* **Work instruction**
Find the word "automigrate" in the material below and gather every line that contains it.

* **Data extract**
%%

Issue #294, opened 2017-06-13
Add docs on foreign key support for automigrate/autoupdate


haotangio:
Current the `automigrate` and `autoupdate` methods do not create foreign keys in the database. Do we have any plan to proceed with it?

%%

* **Output for this exercise**
Add docs on foreign key support for automigrate/autoupdate
Current the `automigrate` and `autoupdate` methods do not create foreign keys in the database. Do we have any plan to proceed with it?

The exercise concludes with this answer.